New York’s “click-through nexus” statute, the first of its kind in the United States, presumes “nexus” (for sales tax purposes) for certain out-of-state, online retailers.  For purposes of the statute, an Internet retailer is defined as a “vendor” that actively encourages website owners who are residents of New York state to advertise for the Internet retailer in return for a sales commission resulting from the followed link.  The statute goes on to state that a presumption of taxability of Internet retailers exists when the Internet retailer generates more than $10,000 annually through such referrals.

Amazon.com and Overstock.com challenged the constitutionality of the click-through nexus statute in the New York state courts.  However, the New York Court of Appeals found the statute to be constitutional.  The New York high court did not find that the statute violated either the U.S. Constitution’s Commerce Clause, or the Due Process Clause.

The U.S. Supreme Court’s denial of certiorari in this case demonstrates a lost opportunity for the court to clarify the constitutionality of click-through nexus statutes as there is currently a state split on the constitutionality of such a law.  Although the New York Court of Appeals found the state’s click-through nexus statute to be constitutional, on October 18, 2013, the Illinois Supreme Court found in Performance Marketing Association, Inc. v. Hamer that Illinois’ click-through nexus statute is preempted by the U.S. Constitution’s Supremacy Clause because the Internet Tax Freedom Act prohibits discriminatory state taxes on electronic commerce.

Without the guidance of the U.S. Supreme Court on the legality of state click-through nexus statutes, many states may feel that the Court’s denial of certiorari in Overstock.com, Inc. v. New York State Department of Tax and Finance and Amazon.com, LLC v. New York State Department of Tax and Finance may cause many states to pass their own versions of the law, and join the twelve states that have already enacted them (e.g., Arkansas, California, Connecticut, Georgia, Illinois, Kansas, Maine, Minnesota, Missouri, North Carolina, Rhode Island, and Vermont).  Such legislation has already been proposed in states such as: Florida, Hawaii, Indiana, Massachusetts, Michigan, Mississippi, Oklahoma, and Utah.

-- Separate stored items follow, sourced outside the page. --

PR #2602, opened 2020-12-09
1860 Corporate Bankruptcy

roseundy:
Last of the big corporate status implementations: Corporate Bankruptcy

Unlike closing a corporation, a bankrupt corporation keeps it's assets and can be re-parred with a wider range of prices than before it was bankrupt. Any outstanding stock shares are moved from players/pool back to IPO. A new priority deal is assigned and if the bankruptcy occurs in the middle of a stock round, the stock round is restarted. It also implements the concept of "flipped" tokens for bankrupted corps that block track laying and tokening, but not running trains:

Flipped_token

Common file changes:

- UI: Corporation: handle showing assets for bankrupt corps, shrink font for really long train strings (1860 is bad in this regard)
- UI: Token: render flipped tokens
- Engine::Token: new status instance var
- Engine::Corporation: new unfloat! method
- Round::Stock: game configuration to prevent share price change when stock is sold out
- Game::Base: add config variable for above

bankrupte corp card

### DIFF
--- a/assets/app/view/game/corporation.rb
+++ b/assets/app/view/game/corporation.rb
@@ -87,19 +87,22 @@ module View
           children << h(:div, props, subchildren)
         end
 
-        if @game.status_str(@corporation)
-          props = {
-            style: {
-              grid: '1fr / repeat(2, max-content)',
-              gap: '2rem',
-              justifyContent: 'center',
-              backgroundColor: color_for(:bg2),
-              color: color_for(:font2),
-            },
-          }
+        status_props = {
+          style: {
+            grid: '1fr / repeat(2, max-content)',
+            gap: '2rem',
+            justifyContent: 'center',
+            backgroundColor: color_for(:bg2),
+            color: color_for(:font2),
+          },
+        }
 
-          children << h(:div, props, render_status)
+        if @corporation.trains.any? && !@corporation.floated?
+          if @corporation.trains.any? && !@corporation.floated?
+            children << h(:div, status_props, @game.float_str(@corporation))
+          end
         end
+        children << h(:div, status_props, render_status) if @game.status_str(@corporation)
 
         h('div.corp.card', { style: card_style, on: { click: select_corporation } }, children)
       end
@@ -166,7 +169,7 @@ module View
         }
 
         holdings =
-          if !@corporation.corporation? || @corporation.floated?
+          if !@corporation.corporation? || @corporation.floated? || @corporation.trains.any?
             h(:div, holdings_props, [render_trains, render_cash])
           elsif @corporation.cash.positive?
             h(:div, holdings_props, [render_to_float, render_cash])
@@ -203,12 +206,17 @@ module View
             grid: '25px auto / 1fr',
           },
         }
+
         value_props = {
           style: {
             maxWidth: '7.5rem',
             fontWeight: 'bold',
           },
         }
+
+        value_props[:style].merge!(fontSize: 'small') if value.size > 6
+        value_props[:style].merge!(fontSize: 'x-small') if value.size > 10
+
         key_props = {
           style: {
             alignSelf: 'end',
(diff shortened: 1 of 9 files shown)


assets/app/view/game/corporation.rb
```diff
@@ -87,19 +87,22 @@ def render
...
+            gap: '2rem',
+            justifyContent: 'center',
+            backgroundColor: color_for(:bg2),
+            color: color_for(:font2),
+          },
+        }
 
-          children << h(:div, props, render_status)
+        if @corporation.trains.any? && !@corporation.floated?
+          if @corporation.trains.any? && !@corporation.floated?
```
tobymao, line 101: typo?

assets/app/view/game/token.rb
```diff
@@ -17,6 +27,39 @@ def render
           },
         )
       end
+
+      def render_stroke
+        redw = 7
```
tobymao, line 32: constants up top

lib/engine/game/g_1860.rb
```diff
@@ -252,11 +320,16 @@ def current_layer
...
 
       def float_corporation(corporation)
-        # Designer says that bankrupt corps keep insolvency flag
-        clear_bankrupt(corporation)
+        clear_bankrupt!(corporation)
         super
       end
 
+      def action_processed(_action)
+        @corporations.each do |corporation|
```
tobymao, line 328: you need to do this on every single action? that's gonna make the action * N

lib/engine/game/g_1860.rb
```diff
@@ -450,6 +528,56 @@ def compute_distance_graph(corporation)
...
 
+      # needed for custom_node_walk
+      def custom_node_select(node, paths, corporation: nil)
+        on = paths.map { |p| [p, 0] }.to_h
+
+        custom_node_walk(node, on: on, corporation: corporation) do |path|
+          on[path] = 1 if on[path]
+        end
+
+        val = on.keys.select { |p| on[p] == 1 }
```
tobymao, line 539: you don't need the val, just do the selcet statement, you also don't need to do 0, just do nil, then you can do select { on[p] }

lib/engine/game/g_1860.rb
```diff
@@ -450,6 +528,56 @@ def compute_distance_graph(corporation)
...
+        val
+      end
+
+      # needed for custom_blocks?
+      def custom_node_walk(node, visited: nil, on: nil, corporation: nil, visited_paths: {})
```
tobymao, line 544: what's this do?

assets/app/view/game/corporation.rb
roseundy: Yep. Reorganized this section and biffed the cleanup.

assets/app/view/game/token.rb
roseundy: OK.

lib/engine/game/g_1860.rb
roseundy: This is already in the base class, and if anything, mine is simpler:

```
      def action_processed(_action)
        @corporations.dup.each do |corporation|
          close_corporation(corporation) if corporation.share_price&.type == :close
        end if stock_market.has_close_cell
      end
```

lib/engine/game/g_1860.rb
roseundy: Yep, code left over from when I was debugging.

lib/engine/game/g_1860.rb
roseundy: Fundamentally I need a version of Node::select that uses a custom City::blocks? method that understands about flipped tokens for bankrupt corporation.

roseundy: I thought about temporarily replacing flipped tokens with neutral tokens during route selection and dividend steps, but that seemed too inelegant and prone to bugs.

tobymao (approved):

PR #2607, opened 2020-12-10
1867: Add support for multiple types on stock price at same time

jenf:
Add support for conversion prices for minors
Add maximum stock price on minors
Add unlimited 7,8 9 track
Tidy up A17 & D2 tiles

### DIFF
--- a/lib/engine/share_price.rb
+++ b/lib/engine/share_price.rb
@@ -4,6 +4,24 @@ module Engine
   class SharePrice
     attr_reader :coordinates, :price, :corporations, :can_par, :type, :types
 
+    TYPE_MAP = {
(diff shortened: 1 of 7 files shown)


lib/engine/share_price.rb
```diff
@@ -2,58 +2,53 @@
...
-          :par_1
-        when /z/
-          :par_2
-        end
+      m = code.match(/(\d*)([a-zA-Z]*)/)
+      price = m[1].to_i
+
+      types = []
+      m[2].chars.each do |char|
+        type_map = {
```
tobymao, line 15: this should be taken out of the hot loop

tobymao (approved):

Issue #2592, opened 2020-12-08
1817WO Rules Differences


ventusignis:
- [x] A corporation with a token in Nieuw Zeeland gets $20 at the end of the OR if it has no loans
- [x] A corporation with a token in Nieuw Zeeland gets to ignore one loan's worth of interest if it has loans
- [x] Nieuew Zeeland cannot be chosen for IPO before Phase 3
- [x] Nieuew Zeeland cannot be started as a 2 share corporation
- [x] A player (may also choose not to) place another token for the Nieuew Zeeland corporation in another city slot in the SR it starts when it buys tokens

PR #2612, opened 2020-12-11
1817wo nieuwzeeland

ventusignis:
This resolves 4 of the rules in https://github.com/tobymao/18xx/issues/2592

Namely: 
* A corporation with a token in Nieuw Zeeland gets $20 at the end of the OR if it has no loans
* A corporation with a token in Nieuw Zeeland gets to ignore one loan's worth of interest if it has loans
* Nieuw Zeeland cannot be chosen for IPO before Phase 3
* Nieuw Zeeland cannot be started as a 2 share corporation

### DIFF
--- a/lib/engine/round/g_1817_wo/operating.rb
+++ b/lib/engine/round/g_1817_wo/operating.rb
@@ -1,0 +1,40 @@
+# frozen_string_literal: true
+
+require_relative '../g_1817/operating'
+
+module Engine
+  module Round
+    module G1817WO
+      class Operating < G1817::Operating
+        def pay_interest!(entity)
+          @cash_crisis_due_to_interest = nil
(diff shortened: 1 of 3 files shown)


lib/engine/round/g_1817_wo/operating.rb
```diff
@@ -0,0 +1,40 @@
...
+
+module Engine
+  module Round
+    module G1817WO
+      class Operating < G1817::Operating
+        def pay_interest!(entity)
+          @cash_crisis_due_to_interest = nil
+          return if @paid_loans[entity]
+
+          return unless @steps.any? { |step| step.passed? && step.is_a?(Step::BuyTrain) }
```
tobymao, line 13: might be better to use round state here

tobymao (approved):

PR #2613, opened 2020-12-11
18CO Corporate Share Sales

ryandriskel:

Shares (of other corporations)​ ​owned​ ​by​ ​a​ ​Corporation​ ​can​ ​be​ ​sold​ ​if​ ​the​ ​operating​ ​Corporation​ ​did​ ​not​ ​purchase​ ​any​ ​shares​ ​in​ ​the​ ​target Corporation​ ​earlier in​ ​the​ ​same​ ​operating round.

### Implementation Notes

Changes to _operating.rb_ were required to add the new view
Changes to _sell_shares.rb_ allow for the corporate sell action which is necessary to allow for the corporate view.
Changes to _share_pool.rb_ correct the assumption that if a corporation is selling shares, its an issue. That's only true if the corporation is the same as the bundle.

Furthermore, it is now up to Congress to consider the breadth of state click-through statutes.  However, such action will probably not happen anytime soon.  Recently, the U.S. Senate passed the Marketplace Fairness Act (MFA), which would require remote sellers, including Internet retailers, to collect state sales tax.  Since the Senate passed the MFA in May, however, the bill was moved to the House Judiciary Committee of the U.S. House of Representatives, and has not made any further progress to date.  Without federal guidance, and a patchwork of varying state laws, there will probably be little uniformity in the scope of click-through nexus laws in the near future.

Because many firm clientele are providers of communications services, including Hosted VoIP services and other cloud-based offerings that are often sold via the Internet, it bears mentioning that – in general – a provider of a communication service that is billed to an in-state address and also originates calls within the state is likely to be subject to state and local taxes on communications services.  Whether via a sales tax or special tax on communications, the “click-through” affiliate nexus concept is largely irrelevant to the determination of whether a state or local government possesses sufficient legal basis to impose taxes on the communications provider.  Many taxing jurisdictions throughout the U.S. currently possess legal authority to impose taxes on VoIP and other communications services, even those provided by out-of-state retailers with little to no physical presence, but have refrained from enforcement due to more generalized uncertainties about litigation exposure arising from unsettled questions of law.  Decisions, like the Supreme Court’s denial of cert., may embolden state and local governments to enforce the rules on their books, as the denial of cert. signals the Court’s unwillingness to step into the debate and question the judgment of state and local governments when it comes to taxation.

Our firm will continue to monitor judicial and legislative proceedings related to click-through nexus laws.  If you would like further guidance regarding your business’s obligations under click-through nexus laws, or have questions on other Communications Taxes and Fees issues, please feel free to contact Allison D. Rule at adr@commlawgroup.com.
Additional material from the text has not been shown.